There is one more factor that can sow confusion which is that the shares to be issued to TERP shareholders will be BEPC, a new corporate share class. It is created to accommodate shareholders who want to own shares of a corporation instead of a partnership. The shares will have the same economic characteristics as BEP units and they will be convertible as well. I regard this as a minor detail to the thesis.
The spread between TERP and the fair value of the proposal is the most intriguing or worrisome part about this story. As you can see in the chart below, the spread (at close) has mostly moved between $0.50 and $1 or 3% and 6% and is currently close to 4%.
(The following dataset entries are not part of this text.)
PR #1927, opened 2022-04-23
Use SWC to transpile TypeScript

bduffany:
* Clean builds of the app (and incremental builds of targets with lots of transitive deps, such as format.tsx or router.tsx) are ~20X faster. For example, an incremental build of the app after modifying format.tsx decreased from 39.7 seconds to 1.7 seconds.
* Type checking is removed from development builds. Instead, type checking is moved to separate `{name}_typecheck_test` targets for each TS library target.
* The TS language server will still do type checking, so most type checking during development still works. (Type checking for protos still requires the usual workarounds, such as running [sgp](https://github.com/tempoz/sgp) to symlink generated protos)

---

**Version bump**: TODO


bduffany:
@siggisim this is ready for review now -- since we are now migrated to ts_project I think the diff is small enough that we could roll this back easily if needed.

bduffany:
@siggisim this is ready for review now -- since we are now migrated to ts_project I think the diff is small enough that we could roll this back easily if needed.

tsconfig.json
```diff
@@ -13,7 +13,16 @@
...
-    "rootDirs": [".", "bazel-bin"]
+    "rootDirs": [
+      ".",
+      "bazel-bin",
+      "bazel-out/k8-opt/bin",
+      "bazel-out/k8-fastbuild/bin",
+      "bazel-out/darwin-opt/bin",
+      "bazel-out/darwin-fastbuild/bin",
+      "bazel-out/darwin_arm64-opt/bin",
+      "bazel-out/darwin_arm64-fastbuild/bin"
```
siggisim, line 24: I thought I remembered seeing something here that we were doing some other workaround thing so that we didn't have to list all of these in our tsconfig: https://github.com/buildbuddy-io/buildbuddy/pull/1956/files#diff-2085a400b69ac0ec4291b70e84b04a90a144e10b8cea4b4f082d70dce50ce015R11

rules/typescript/index.bzl
```diff
@@ -1,26 +1,76 @@
...
+        transpiler = _swc,
+        srcs = srcs,
+        **kwargs
+    )
+
+def ts_jasmine_node_test(name, srcs, deps = [], size = "small", **kwargs):
+    if len(srcs) != 1:
+        fail("srcs must contain exactly one TS source file")
+
+    # jasmine_node_test can't run TS tests directly, so compile the TS to JS
```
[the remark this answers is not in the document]
bduffany: I'd be fine to put this on hold and wait till 1.0 -- frontend development is getting pretty slow though, so in the meantime I might spend some time on splitting up some targets so that they don't invalidate so much of the build graph when changed (mainly the invocation target).

tsconfig.json
bduffany: There was some issue I ran into when omitting these, and I meant to dig into it and see what the root issue was. I'll dig more into it next time I revisit this PR

bduffany: I removed these and it builds just fine -- maybe I needed these during some intermediate state as I was migrating things, but everything builds fine without these now.

bduffany: jk, the typecheck tests fail without these. I would like to dig into it at some point and see why these are needed, but would like to decouple that from this PR

PR #1928, opened 2022-04-25
Add basic support for macOS sandboxing.

tylerwilliams:
This CL adds macOS sandboxing support for remotely executed actions by generating a sandbox-config file per-action and then executing the action using sandbox-exec.

A generated sandbox config looks like this:

```
(version 1)
(debug deny)
(allow default)
(allow process-exec (with no-sandbox) (literal "/bin/ps"))
(deny file-read*
    (subpath "/tmp/remote_build")
)
(allow file-read*
    (subpath "/tmp/remote_build/9d054f1d-26bd-4ba0-a203-e2925869b279")
)
(deny file-write*)
(allow file-write*
    (subpath "/Users/tylerw/Library/Caches")
    (subpath "/Users/tylerw/Library/Developer")
    (subpath "/Users/tylerw/Library/Logs")
    (subpath "/dev")
    (subpath "/private/tmp")
    (subpath "/private/var/folders/2f/wy_q59s572b5fsv3tryx38d00000gn/C")
    (subpath "/private/var/folders/2f/wy_q59s572b5fsv3tryx38d00000gn/T")
    (subpath "/private/var/tmp")
    (subpath "/tmp/remote_build/9d054f1d-26bd-4ba0-a203-e2925869b279")
)
```

The above profile:
 - allows reads from everywhere, except anything in the build root that is not the currently executing action
 - disallows writes everywhere except the remote action directory, tmp dirs, and some system locations needed by Xcode.

I've only tested this so far on a very simple project: //examples/macos/HelloWorld:HelloWorld from rules_apple.

### DIFF
--- a/enterprise/server/remote_execution/containers/sandbox/sandbox.go
+++ b/enterprise/server/remote_execution/containers/sandbox/sandbox.go
@@ -148,9 +148,9 @@ func resolveAlwaysWritableDirs(ctx context.Context) ([]sbxPath, error) {
 	dirs = append(dirs, darwinUserCache)
 
 	// Add some user specific dirs as well.
-	homeDir, err := os.UserHomeDir()
-	if err != nil {
-		return nil, err
+	homeDir := "/"
+	if h, err := os.UserHomeDir(); err == nil {
+		homeDir = h
 	}
 	dirs = append(dirs, filepath.Join(homeDir, "Library/Caches"))
 	dirs = append(dirs, filepath.Join(homeDir, "Library/Logs"))
@@ -272,7 +272,7 @@ func (c *sandbox) runCmdInSandbox(ctx context.Context, command *repb.Command, wo
 	// slash, so make sure it does not!
 	inaccessiblePaths := []sbxPath{NewSubPath(filepath.Dir(strings.TrimRight(workDir, "/")))}
 	writablePaths := append(alwaysWritableDirs, NewSubPath(workDir))
-	
+
 	sandboxConfigPath := filepath.Join(workDir, "sandbox.sb")
 	sandboxConfigBuf := makeSandboxConfig(writablePaths, inaccessiblePaths, c.enableNetwork)
 	if err := os.WriteFile(sandboxConfigPath, sandboxConfigBuf, 0660); err != nil {
--- a/enterprise/server/remote_execution/containers/sandbox/sandbox.go
+++ b/enterprise/server/remote_execution/containers/sandbox/sandbox.go
@@ -49,6 +49,9 @@ const (
 	subPath
 )
 
+// sbxPath represents a path and the associated sandbox path type. Calling
+// String() on a sbxPath will return a tinyScheme sandbox statement that can
+// be used in a sandbox config.
 type sbxPath struct {
 	expression string
 	pathType   sbxPathType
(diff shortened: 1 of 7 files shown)


enterprise/server/remote_execution/containers/sandbox/sandbox.go
```diff
@@ -0,0 +1,311 @@
...
+	// Three different modes are supported:
+	// 1) regular expression
+	// 2) literal
+	// 3) subpath
+	regexPath sbxPathType = iota
+	literalPath
+	subPath
+)
+
+type sbxPath struct {
```
bduffany, line 52:
```suggestion
// sbxPath represents a set of paths to be allowed or blocked for access by the sandbox.
type sbxPath struct {
```

enterprise/server/remote_execution/containers/sandbox/sandbox.go
```diff
@@ -0,0 +1,311 @@
...
+	result := runSimpleCommand(ctx, command)
+	if result.Error != nil {
+		return "", result.Error
+	}
+	return strings.TrimSpace(string(result.Stdout)), nil
+}
+
+func resolveSymlink(path string, fileInfo os.FileInfo) string {
+	if fileInfo.Mode()&os.ModeSymlink != 0 {
+		if absPath, err := os.Readlink(path); err == nil {
```
bduffany, line 111: nit: would it make sense to return the error here if there is one?

enterprise/server/remote_execution/containers/sandbox/sandbox.go
```diff
@@ -0,0 +1,311 @@
...
+	homeDir := "/"
+	if h, err := os.UserHomeDir(); err == nil {
+		homeDir = h
+	}
+	dirs = append(dirs, filepath.Join(homeDir, "Library/Caches"))
+	dirs = append(dirs, filepath.Join(homeDir, "Library/Logs"))
+	dirs = append(dirs, filepath.Join(homeDir, "Library/Developer"))
+
+	for _, path := range dirs {
+		if fileInfo, err := os.Lstat(path); !os.IsNotExist(err) {
```
bduffany, line 161: nit: I don't understand the logic for checking `!os.IsNotExist(err)` here, maybe add a comment?

tylerwilliams: This is a somewhat confusing API, but this is just checking the file exists:

https://stackoverflow.com/questions/12518876/how-to-check-if-a-file-exists-in-go
(you need to read the whole thing because it contains some wrong answers lol)

enterprise/server/remote_execution/containers/sandbox/sandbox.go
```diff
@@ -0,0 +1,330 @@
...
+func (s *sbxPath) typeString() string {
+	switch s.pathType {
+	case regexPath:
+		return "regex"
+	case literalPath:
+		return "literal"
+	case subPath:
+		return "subpath"
+	default:
+		return "unknwon-sbx-path-type"
```
siggisim, line 70: ubernit: `unknwon`=>`unknown`

siggisim (approved):

enterprise/server/remote_execution/containers/sandbox/sandbox.go
bduffany: It seems like `os.IsNotExist(someRandomIOError)` would return `false`, therefore `!os.IsNotExist(err)` would return true, and you would unintentionally execute the `if {}` body

tylerwilliams: I had to write a test to see it but of course you're right :) https://go.dev/play/p/bDmgptfJCly

Sent https://github.com/buildbuddy-io/buildbuddy/pull/1932 to fix.

PR #1929, opened 2022-04-25
Upgrade rules_nodejs to 5.4.0

bduffany:
* Bump rules_nodejs to v5.4.0
* Set params on `yarn_install` to override the new defaults in rules_nodejs 5.x, and instead stick with our old settings for now (to ease the migration)
* Since ts_library has been moved to the concatjs package in rules_nodejs 5.x, and we eventually want to avoid depending on ts_library, move ts_library to its own macro in `//rules/typescript:index.bzl` rather than referencing concatjs directly, to avoid further churn.

---

**Version bump**: Patch


siggisim (approved):

bduffany:
Running into various issues with this. Putting this on hold for now since I need to work on getting firecracker enabled for workflows, but will revisit soon.

PR #1936, opened 2022-04-26
Add functionality to flagutil.go in preparation for switching flag-based configuration

tempoz:
Adds the functionality to `flagutil.go` necessary to swap the config machinery fully
over to being flag-based.

---

**Version bump**: Minor

### DIFF
--- a/deps.bzl
+++ b/deps.bzl
@@ -1392,6 +1392,12 @@ def install_buildbuddy_dependencies(workspace_name = "buildbuddy"):
         sum = "h1:5SgMzNM5HxrEjV0ww2lTmX6E2Izsfxas4+YHWRs3Lsk=",
         version = "v1.8.0",
     )
+    go_repository(
+        name = "com_github_go_test_deep",
+        importpath = "github.com/go-test/deep",
+        sum = "h1:TDsG77qcSprGbC6vTN8OuXp5g+J+b5Pcguhf7Zt61VM=",
+        version = "v1.0.8",
+    )
 
     go_repository(
         name = "com_github_go_toolsmith_astcast",
--- a/deps.bzl
+++ b/deps.bzl
@@ -1392,12 +1392,6 @@ def install_buildbuddy_dependencies(workspace_name = "buildbuddy"):
         sum = "h1:5SgMzNM5HxrEjV0ww2lTmX6E2Izsfxas4+YHWRs3Lsk=",
         version = "v1.8.0",
     )
-    go_repository(
-        name = "com_github_go_test_deep",
-        importpath = "github.com/go-test/deep",
-        sum = "h1:TDsG77qcSprGbC6vTN8OuXp5g+J+b5Pcguhf7Zt61VM=",
-        version = "v1.0.8",
-    )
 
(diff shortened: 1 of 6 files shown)


tylerwilliams (changes requested):
Code looks reasonable, but could you add tests for this?

tempoz:
Tests added, bugs fixed.

go.mod
```diff
@@ -36,6 +36,7 @@ require (
 	github.com/go-redis/redis/v8 v8.10.0
 	github.com/go-redsync/redsync/v4 v4.4.1
 	github.com/go-sql-driver/mysql v1.6.0
+	github.com/go-test/deep v1.0.8
```
bduffany, line 39: would go-cmp work instead? (since we already depend on it and use it in a few places)

server/util/flagutil/flagutil.go
```diff
@@ -240,3 +268,126 @@ func (f *URLFlag) UnmarshalYAML(unmarshal func(interface{}) error) error {
 	_, err = url.Parse(string(*f))
 	return err
 }
+
+func GenerateYAMLMapFromFlags() (map[interface{}]interface{}, error) {
```
tylerwilliams, line 272: can you comment all the newly exported methods in this file?

tempoz:
it ended up being the case that the unmarshal implementation for yaml with a map was blithely overwriting my values at a given index with no regard for what was there before; added a new function to marshal things to the correct types.

server/util/flagutil/flagutil.go
```diff
@@ -240,3 +269,176 @@ func (f *URLFlag) UnmarshalYAML(unmarshal func(interface{}) error) error {
 	_, err = url.Parse(string(*f))
 	return err
 }
+
+// Generates a map of the type that should be marshaled from YAML for each flag
+// name at the corresponding nested map index.
+func GenerateYAMLTypeMapFromFlags() (map[string]interface{}, error) {
```
tylerwilliams, line 275: In go, the official way to write comments is to start them with the function name. So this would be:

// GenerateYAMLTypeMapFromFlags generates a map of the type that should be
// marshaled from YAML for each flag name at the corresponding nested map index.


(can you double check the rest of the comments in here too?)

tylerwilliams (approved):
LGTM (1 nit)

deps.bzl
```diff
@@ -1392,6 +1392,12 @@ def install_buildbuddy_dependencies(workspace_name = "buildbuddy"):
         sum = "h1:5SgMzNM5HxrEjV0ww2lTmX6E2Izsfxas4+YHWRs3Lsk=",
         version = "v1.8.0",
     )
+    go_repository(
```
bduffany, line 1395: nit: rm

bduffany (approved):

server/util/flagutil/flagutil.go
tempoz: Thanks for the info! Done.

deps.bzl
tempoz: Done.

PR #1937, opened 2022-04-26
Change tests to use new flag-based configuration

tempoz:
Update the tests to use the new flag-based configuration machinery.

---

**Version bump**: Minor


enterprise/server/test/integration/remote_execution/rbetest/rbetest.go
```diff
@@ -80,6 +79,9 @@ import (
 	scpb "github.com/buildbuddy-io/buildbuddy/proto/scheduler"
 	guuid "github.com/google/uuid"
 	bspb "google.golang.org/genproto/googleapis/bytestream"
+
+	// included to define flags
+	_ "github.com/buildbuddy-io/buildbuddy/enterprise/server/cmd/executor"
```
bduffany, line 84: Hm, wondering why this is this needed? Seems like if the flag is not transitively imported already, then setting the flag one way or the other would have no effect

server/config/config.go
```diff
@@ -551,6 +551,9 @@ func (cc *RedisClientConfig) String() string {
 // value will be consistent.
 func (c *Configurator) ReconcileFlagsAndConfig() {
 	c.GenerateFlagSet().VisitAll(func(flg *flag.Flag) {
+		if flag.Lookup(flg.Name) == nil {
```
bduffany, line 554: What's the purpose of this check? (maybe add a comment)

server/util/testing/flags/flags.go
```diff
@@ -2,51 +2,42 @@ package flags
...
-// CheckFlagsAgainstConfig checks that all defined flags containing a `.` are
-// present in the config struct.
-func CheckFlagsAgainstConfig(t *testing.T) {
-	configurator, err := config.NewConfiguratorFromData([]byte{})
+// Set a flag value and register a cleanup function to restore the flag
+// to its original value after the given test is complete.
+func Set(t testing.TB, name string, value interface{}) {
+	origValue, err := flagutil.DereferencedValueFromFlagName(name)
+	if status.IsNotFoundError(err) {
+		log.Warningf("Attempted to set %s to %v, but %s was not found.", name, value, name)
```
bduffany, line 32: If we make this a test failure instead of just logging, I think it would prevent these warnings from building up over time, and also prevent people from setting flags that don't exist and then a test passes even though it shouldn't. wdyt?

tempoz: I made this an error before and it made testenv sad, but I now think there's a better way to fix this: manually guard in testenv against setting a nonexistent flag. Not sure why I didn't just do that in the first place. Fixing this also revealed many places where we were changing options that are never referenced.

bduffany (approved):

tempoz:
* master
  * **PR #1937** <a href="https://app.graphite.dev/github/pr/buildbuddy-io/buildbuddy/1937" target="_blank">Graphite</a>  (this PR)

This comment was auto-generated by [Graphite](https://app.graphite.dev/github/pr/buildbuddy-io/buildbuddy/1937?utm_source=stack-comment).

PR #1938, opened 2022-04-26
Switch over fully to flag-based configuration

tempoz:
Removes the configurator entirely, as it is no longer a relevant structure. `flags.Parse`
can now be called safely directly from a main function without "registering" flags first.
We now only need to populate the flags from a given YAML config, as opposed to reconciling,
and the new flagutils way of populating the flags means that we don't need to externally
keep track of which flags were set initially via the command line.

---

**Version bump**: Minor

### DIFF
--- a/cli/cmd/sidecar/sidecar.go
+++ b/cli/cmd/sidecar/sidecar.go
@@ -115,9 +115,9 @@ func propagateAPIKeyStreamInterceptor() grpc.StreamServerInterceptor {
 	return rpcfilters.ContextReplacingStreamServerInterceptor(propagateAPIKeyFromIncomingToOutgoing)
 }
 
-func initializeEnv(configurator *config.Configurator) *real_environment.RealEnv {
+func initializeEnv() *real_environment.RealEnv {
 	healthChecker := healthcheck.NewHealthChecker(*serverType)
-	env := real_environment.NewRealEnv(configurator, healthChecker)
+	env := real_environment.NewRealEnv(healthChecker)
 	env.SetAuthenticator(&nullauth.NullAuthenticator{})
 	env.SetBuildEventHandler(&devnull.BuildEventHandler{})
 	return env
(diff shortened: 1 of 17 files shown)


cli/cmd/sidecar/sidecar.go
```diff
@@ -207,16 +207,14 @@ func initializeDiskCache(env *real_environment.RealEnv) {
 func main() {
 	// Can remove all this configurator stuff once all flags the sidecar uses are
 	// defined outside the configurator.
-	config.RegisterAndParseFlags()
-	configurator, err := config.NewConfiguratorFromData([]byte{})
-	if err != nil {
+	flag.Parse()
+	if err := config.PopulateFlagsFromData([]byte{}); err != nil {
```
vadimberezniker, line 211: Do we still need this? Does calling PopulateFlagsFromData with an empty byte slice have any side-effects?

cli/cmd/sidecar/sidecar.go
```diff
@@ -207,16 +207,14 @@ func initializeDiskCache(env *real_environment.RealEnv) {
 func main() {
 	// Can remove all this configurator stuff once all flags the sidecar uses are
```
vadimberezniker, line 208: delete comment

vadimberezniker (approved):
this is super exciting!!!

cli/cmd/sidecar/sidecar.go
tempoz: nah, good point. this is totally unnecessary.

tempoz:
* master
  * **PR #1937** <a href="https://app.graphite.dev/github/pr/buildbuddy-io/buildbuddy/1937" target="_blank">Graphite</a> 

This comment was auto-generated by [Graphite](https://app.graphite.dev/github/pr/buildbuddy-io/buildbuddy/1938?utm_source=stack-comment).

PR #1951, opened 2022-04-28
Scorecard: Implement server-side sorting, searching, filtering, and grouping

bduffany:
---

**Version bump**: Patch

### DIFF
--- a/server/remote_cache/scorecard/scorecard.go
+++ b/server/remote_cache/scorecard/scorecard.go
@@ -117,12 +117,12 @@ func filterResults(results []*capb.ScoreCard_Result, req *capb.GetCacheScoreCard
 				return nil, status.InvalidArgumentErrorf("invalid response type %d", req.GetFilter().GetResponseType())
 			}
 		case "search":
+			s := strings.ToLower(req.GetFilter().GetSearch())
 			predicates = append(predicates, func(result *capb.ScoreCard_Result) bool {
-				s := req.GetFilter().GetSearch()
-				return strings.Contains(result.GetActionId(), s) ||
-					strings.Contains(result.GetActionMnemonic(), s) ||
-					strings.Contains(result.GetTargetId(), s) ||
-					strings.Contains(result.GetDigest().GetHash(), s)
+				return strings.Contains(strings.ToLower(result.GetActionId()), s) ||
+					strings.Contains(strings.ToLower(result.GetActionMnemonic()), s) ||
+					strings.Contains(strings.ToLower(result.GetTargetId()), s) ||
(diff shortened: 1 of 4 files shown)


server/remote_cache/scorecard/scorecard.go
```diff
@@ -62,46 +68,156 @@ func GetCacheScoreCard(ctx context.Context, env environment.Env, req *capb.GetCa
...
+					strings.Contains(result.GetActionMnemonic(), s) ||
+					strings.Contains(result.GetTargetId(), s) ||
+					strings.Contains(result.GetDigest().GetHash(), s)
+			})
+		default:
+			return nil, status.InvalidArgumentErrorf("invalid field path %q", path)
+		}
+	}
+
+	out := make([]*capb.ScoreCard_Result, 0, len(results))
```
vadimberezniker, line 132: nit: i think it would look slightly cleaner if you defined a separate func to check the predicates. something like
matches := func(r *capb.ScoreCard) bool {...}

then the loop below would become
```
for _, result := range results {
  if(matches(result)) {
    out = append(out, result)
  }
}
```

server/remote_cache/scorecard/scorecard_test.go
```diff
@@ -0,0 +1,210 @@
...
+	}
+
+	res, err := scorecard.GetCacheScoreCard(ctx, env, req)
+	require.NoError(t, err)
+
+	assertResults(t, res, besUpload, casUpload, acMiss, casDownload)
+}
+
+func assertResults(t *testing.T, res *capb.GetCacheScoreCardResponse, msg ...*capb.ScoreCard_Result) {
+	// Note: not asserting directly on the protos because the diff is too hard to read.
```
vadimberezniker, line 188: take a look at protocmp and consider whether it's useful here: https://github.com/buildbuddy-io/buildbuddy/blob/4d9c9965dcfe967822a1269648f95c976c263fda/enterprise/server/workflow/service/service_test.go#L289

vadimberezniker (approved):

server/remote_cache/scorecard/scorecard_test.go
bduffany: Thanks for pointing me to that -- I didn't know about go-cmp before, and it looks super useful.

I took a look at the diff that it outputs, and it has the same problem as the testify diff -- it does field-level diffs which are a bit too fine-grained for this particular test where the protos just being out of order causes a lot of diffs. Ideally, it would say something like "these lists have the same protos, but in the wrong order," but alas.

server/remote_cache/scorecard/scorecard.go
bduffany: Much cleaner -- done

PR #1953, opened 2022-04-29
Scorecard: Implement UI for sorting, searching, filtering, and grouping

bduffany:
https://user-images.githubusercontent.com/2414826/165875813-c8de456f-f3be-4fe4-b9f2-639459e03e02.mp4

* Implement sorting, searching, filtering, grouping
* Fix bug that timeline bars were rendering with inconsistent positioning. It seems either `flex-grow` does not give us enough precision, causing the position to be a bit erratic -- or there's something about `flex-grow` I don't understand. Either way, switched to `margin-left` to set the timeline bar position, which is much more sane.
* Add a new FilterInput component since we have 3 other places where we duplicate the same pattern. Polish it a bit by making it clickable anywhere and having a separate UI state when you're actively filtering. Planning on migrating the existing filter components in a follow-up PR.

---

**Version bump**: Patch


app/invocation/cache_requests_card.tsx
```diff
@@ -113,29 +151,162 @@ export default class CacheRequestsCardComponent extends React.Component<CacheReq
...
+          <Select value={this.getResponseType()} onChange={this.onChangeResponseType.bind(this)}>
+            <Option value={cache.ResponseType.UNKNOWN_RESPONSE_TYPE}>Any status</Option>
+            <Option value={cache.ResponseType.OK}>OK only</Option>
+            <Option value={cache.ResponseType.NOT_FOUND}>NotFound only</Option>
+            <Option value={cache.ResponseType.ERROR}>Errors only</Option>
+          </Select>
+          {/* Grouping controls */}
+          <div className="separator" />
+          <CheckboxButton checked={this.getGroupByAction()} onClick={this.onToggleGroupByAction.bind(this)}>
+            Group by action
```
siggisim, line 254: Should this be "Group by target"?

siggisim (approved):
This is really great, just a couple of comments about the language we use in the UI

app/invocation/cache_requests_card.tsx
```diff
@@ -113,29 +151,162 @@ export default class CacheRequestsCardComponent extends React.Component<CacheReq
...
+            {this.getDescending() ? <SortDesc className="icon" /> : <SortAsc className="icon" />}
+          </OutlinedButton>
+          {/* Filtering controls */}
+          <div className="separator" />
+          <Select value={this.getCacheType()} onChange={this.onChangeCacheType.bind(this)}>
+            <Option value={cache.CacheType.UNKNOWN_CACHE_TYPE}>CAS and AC</Option>
+            <Option value={cache.CacheType.CAS}>CAS only</Option>
+            <Option value={cache.CacheType.AC}>AC only</Option>
+          </Select>
+          <Select value={this.getRequestType()} onChange={this.onChangeRequestType.bind(this)}>
```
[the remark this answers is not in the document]
bduffany: People can see the same data that we show in the current UI by selecting cache="AC only", request="Read", response="NotFound". One thing we could do to make it easier is to make those the default filters.

That said, even if those are made the default settings, there is some room for improvement in how we present these filtering options to the user -- for example, to see all CAS transfers starting from those default filters, you'd have to change AC => CAS, Read => Read+Write, NotFound => All (a bit cumbersome IMO).

Maybe we could condense these 3 filters into a single "View" filter, with the options:
- All: cache=any, req=any, res=any
- Misses (default option): cache=AC, req=read, res=NotFound
- Hits: cache=AC, req=read, res=OK
- Downloads: cache=CAS, req=read, res=OK
- Uploads: cache=CAS, req=write, res=OK
- Errors: cache=any, req=any, res=(!NotFound && !OK)

But then I wonder whether people want to be able to see the AC requests and CAS requests side-by-side in the same view... the "All" option lets you do that, but then you don't get the option of filtering by Uploads vs. Downloads, or see only the CAS transfers involved in AC misses, etc.

Maybe a compromise between the 1-dropdown design (above) and 3-dropdown design (current), is to have two separate dropdowns, one for AC and one for CAS? Like:

AC (maybe labeled "Actions"?):
- All, Misses (default), Hits, Errors
CAS (maybe labeled "Artifacts"?):
- All, Hidden (default), Uploads, Downloads, Errors

Haven't thought this through a ton though -- would be interested to hear more about what you think

app/invocation/cache_requests_card.tsx
siggisim: Ah okay, this makes sense - I thought we were just grouping by the target name that we got in the metadata header.

app/invocation/cache_requests_card.tsx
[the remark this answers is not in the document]
siggisim: I kinda like the single dropdown because that's how I think about it in my head (I feel like I understand this stuff pretty deeply, but I wasn't sure which options to select to see cache misses).

If people ask for more than those 6 views, we could always add new ones (or add advanced filtering options that gives them all 3).

app/invocation/cache_requests_card.tsx
siggisim: Yeah that seems reasonable

bduffany: I'll do this in another PR since it'll need some backend changes too.

app/invocation/cache_requests_card.tsx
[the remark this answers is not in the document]
bduffany: Combined into a single dropdown

bduffany:
Will go ahead and merge since I'd like to enable this in dev so we can start testing it out -- feel free to leave more comments and I can address in a follow-up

Spread between TERP and offer for TERP using daily closing prices. Source: author’s own calculations.
This implies that either my math is wrong or that there is a good chance of a better offer, but the latter is unlikely as discussed. Let us continue with the math.
The proposal from BEP is quite simple: 0.36 shares of BEPC for each TERP share. The calculation of BEP in the January 13 press release states that the offer is a premium of 11% over the last close. At the time, the last closing prices of BEP and TERP were $48.07 and $15.60, respectively. The math then is: $48.07 * 0.36 = $17.31 & 15.6 * 111% = $17.32, practically spot-on. So it is not the numbers that are off. Dividends are also not the reason for the stable spread, as yields on the stocks are quite similar to each other.
The discussion above leads me to believe that there is an opportunity here because the market mistakenly believes that TERP could fetch a higher price than the proposed offer.
As it looks, we have a deal where the majority owner offers an attractive premium to public owners of a subsidiary. That subsidiary is 3% to 5%% overvalued and that is an opportunity. If anything, TERP should be trading below the offer, not above it. TERP shareholders could exploit this situation by selling their shares and buying shares of BEP instead at a ratio of 25 TERP shares for 9 units of BEP. Investors who like to get into special situations could instead sell TERP short while buying BEP in the same 25/9 (1/0.36) ratio. Each ‘package’ of 25 TERP and 9 BEP shares traded like this has an expected pay-off (if merger happens at proposed terms) of $21.20, or 4.15% using Wednesday’s closing prices.
Last but not least, it is uncertain when -if ever- the arbitrage trade will be profitable but it still looks like a very favorable risk/reward deal to me.
Disclosure: I am/we are long BEP, CWEN.A. I wrote this article myself, and it expresses my own opinions. I am not receiving compensation for it (other than from Seeking Alpha). I have no business relationship with any company whose stock is mentioned in this article.
Additional disclosure: I am short NEP, TERP.